The negotiations on the Global Arrangement commenced in 2021. But both associations point out that, with elections looming on both sides of the Atlantic, both the EU and the US should not waste the progress made in the last two years and continue negotiations to clinch a meaningful arrangement as soon as possible. Moreover, a deal is critical to ultimately find a settlement to the long-standing dispute over the US’ Section 232 Tariffs.

Alcoa provides update on acquisition of Alumina Limited

Alcoa announced it has reached several key milestones in its acquisition of Alumina Limited and expects the transaction to be completed on or around Aug. 1, 2024. This is subject to the satisfaction of customary conditions. The milestones include:

Alcoa filed its definitive proxy statement with the US Securities and Exchange Commission on June 6 and scheduled the Special Meeting of Shareholders to vote on the transaction for July 16.

Alcoa received regulatory approvals from Brazil’s Administrative Council for Economic Defense (CADE) for the acquisition on May 13 and the Australian Competition and Consumer Commission, which has indicated it does not intend to conduct a public review of the transaction.

Alumina has registered its Scheme Booklet with the Australian Securities and Investments Commission (ASIC), and the Scheme Booklet will be sent to Alumina shareholders following orders from the Federal Court of Australia on June 7. Alumina shareholders are slated to vote on the acquisition on July 18. The Court has also ordered that a second court hearing (should the Alumina shareholder vote be successful) will take place on July 22.

The transaction remains subject to approval by both companies’ shareholders and receipt of approval from Australia’s Foreign Investment Review Board. The transaction is not conditional on due diligence or financing.

Kaiser confirms closure of its Sherman extrusion plant, local media reports

According to various media reports, Kaiser Aluminum has confirmed it will close its Sherman facility in Texas after 60 years of operations by the end of June. Kaiser Aluminum representative Anne McGuinness said the decision to close was due to “business challenges” at the location. “Any impacted customers have been or are in the process of being relocated to other Kaiser facilities to continue serving them in line with Kaiser’s corporate value to be a preferred supplier,” McGuinness said. As for the company’s 75 employees, McGuinness said it is working on termination benefits.
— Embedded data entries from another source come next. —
PR #370, opened 2020-11-30
fix: use default subctl relying on the PATH

SteveMattar:
Signed-off-by: Steve Mattar <smattar@redhat.com>

### DIFF
--- a/scripts/shared/lib/deploy_operator
+++ b/scripts/shared/lib/deploy_operator
@@ -10,12 +10,13 @@ readonly SUBM_COLORCODES=blue
 readonly SUBM_ENGINE_IMAGE_REPO=localhost:5000
 readonly SUBM_ENGINE_IMAGE_TAG=${image_tag:-local}
 # shellcheck disable=SC2034 # this variable is used elsewhere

City of Sherman Spokesperson Nate Strauch said Kaiser has been a part of the industrial landscape in Sherman for decades: “It is a little bit sad, even more sad than usual because of the longevity that they’ve had in our community,” Strauch said, before adding: “Hundreds of people over those decades have worked for them who’ve made their homes here in Sherman.”

Rio Tinto to increase majority stake in Boyne

Mitsubishi Corp. has conditionally agreed to sell its 11.65% shareholding in the 500,000 metric ton (mt) per year-plus plus Boyne Island aluminum smelter near Gladstone, Australia, to Rio Tinto. On completion of the transaction – coupled with a recent agreement to acquire Sumitomo Chemical Company’s 2.46% interest in plant operating company Boyne Smelters Ltd (BSL) – Rio Tinto’s share in BSL will increase to 73.5%. The deals are expected to be concluded in H2, subject to regulatory approval and other conditions being met.

As part of an aluminum portfolio restructuring, Mitsubishi Corp. will no longer hold stakes in smelters but will remain active in the sector via trading and investing in bauxite assets, Reuters news agency reported a spokesperson as saying. Australia-based Rio Tinto said it will work with BSL’s remaining joint-venture partners and other stakeholders to secure a competitive, low-carbon future for the Gladstone operations. The other JV members are YKK Aluminum (with 9.50%), UACJ Australia (9.29%), and Southern Cross Aluminum (7.71%).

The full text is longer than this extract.